> _Provided entries_
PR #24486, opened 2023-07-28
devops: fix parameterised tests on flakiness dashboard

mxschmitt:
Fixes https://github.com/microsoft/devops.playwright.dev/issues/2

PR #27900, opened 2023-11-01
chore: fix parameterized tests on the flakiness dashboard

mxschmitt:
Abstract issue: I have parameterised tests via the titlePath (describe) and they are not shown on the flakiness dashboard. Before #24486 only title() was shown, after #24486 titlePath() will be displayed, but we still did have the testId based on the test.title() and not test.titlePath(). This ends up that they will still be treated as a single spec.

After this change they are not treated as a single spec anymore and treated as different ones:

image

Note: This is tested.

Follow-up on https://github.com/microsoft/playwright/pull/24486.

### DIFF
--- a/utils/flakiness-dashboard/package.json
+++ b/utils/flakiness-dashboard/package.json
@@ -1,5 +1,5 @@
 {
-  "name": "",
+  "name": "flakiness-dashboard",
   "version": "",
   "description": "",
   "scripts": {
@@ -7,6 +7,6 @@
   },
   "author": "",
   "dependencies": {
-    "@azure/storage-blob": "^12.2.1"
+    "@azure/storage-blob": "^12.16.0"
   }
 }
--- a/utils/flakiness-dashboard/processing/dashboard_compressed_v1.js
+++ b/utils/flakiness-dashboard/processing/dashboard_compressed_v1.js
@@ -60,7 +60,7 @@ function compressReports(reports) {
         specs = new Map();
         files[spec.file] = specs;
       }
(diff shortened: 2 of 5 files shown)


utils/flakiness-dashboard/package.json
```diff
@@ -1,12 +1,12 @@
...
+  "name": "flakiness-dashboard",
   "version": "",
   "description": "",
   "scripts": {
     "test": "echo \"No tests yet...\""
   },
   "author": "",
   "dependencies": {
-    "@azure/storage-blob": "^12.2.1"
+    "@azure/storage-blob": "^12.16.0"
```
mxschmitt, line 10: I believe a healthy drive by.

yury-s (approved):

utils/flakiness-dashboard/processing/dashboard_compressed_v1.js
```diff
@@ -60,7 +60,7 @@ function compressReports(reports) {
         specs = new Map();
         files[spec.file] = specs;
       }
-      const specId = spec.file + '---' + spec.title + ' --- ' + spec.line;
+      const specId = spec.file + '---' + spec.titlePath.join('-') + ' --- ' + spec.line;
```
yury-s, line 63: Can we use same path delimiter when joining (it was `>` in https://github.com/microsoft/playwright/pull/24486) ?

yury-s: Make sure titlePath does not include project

> _Task prompt_
Output all records exactly, with nothing added or dropped.

> _Task answer_
PR #24486, opened 2023-07-28
devops: fix parameterised tests on flakiness dashboard

mxschmitt:
Fixes https://github.com/microsoft/devops.playwright.dev/issues/2

PR #27900, opened 2023-11-01
chore: fix parameterized tests on the flakiness dashboard

mxschmitt:
Abstract issue: I have parameterised tests via the titlePath (describe) and they are not shown on the flakiness dashboard. Before #24486 only title() was shown, after #24486 titlePath() will be displayed, but we still did have the testId based on the test.title() and not test.titlePath(). This ends up that they will still be treated as a single spec.

After this change they are not treated as a single spec anymore and treated as different ones:

image

Note: This is tested.

Follow-up on https://github.com/microsoft/playwright/pull/24486.

### DIFF
--- a/utils/flakiness-dashboard/package.json
+++ b/utils/flakiness-dashboard/package.json
@@ -1,5 +1,5 @@
 {
-  "name": "",
+  "name": "flakiness-dashboard",
   "version": "",
   "description": "",
   "scripts": {
@@ -7,6 +7,6 @@
   },
   "author": "",
   "dependencies": {
-    "@azure/storage-blob": "^12.2.1"
+    "@azure/storage-blob": "^12.16.0"
   }
 }
--- a/utils/flakiness-dashboard/processing/dashboard_compressed_v1.js
+++ b/utils/flakiness-dashboard/processing/dashboard_compressed_v1.js
@@ -60,7 +60,7 @@ function compressReports(reports) {
         specs = new Map();
         files[spec.file] = specs;
       }
(diff shortened: 2 of 5 files shown)


utils/flakiness-dashboard/package.json
```diff
@@ -1,12 +1,12 @@
...
+  "name": "flakiness-dashboard",
   "version": "",
   "description": "",
   "scripts": {
     "test": "echo \"No tests yet...\""
   },
   "author": "",
   "dependencies": {
-    "@azure/storage-blob": "^12.2.1"
+    "@azure/storage-blob": "^12.16.0"
```
mxschmitt, line 10: I believe a healthy drive by.

yury-s (approved):

utils/flakiness-dashboard/processing/dashboard_compressed_v1.js
```diff
@@ -60,7 +60,7 @@ function compressReports(reports) {
         specs = new Map();
         files[spec.file] = specs;
       }
-      const specId = spec.file + '---' + spec.title + ' --- ' + spec.line;
+      const specId = spec.file + '---' + spec.titlePath.join('-') + ' --- ' + spec.line;
```
yury-s, line 63: Can we use same path delimiter when joining (it was `>` in https://github.com/microsoft/playwright/pull/24486) ?

yury-s: Make sure titlePath does not include project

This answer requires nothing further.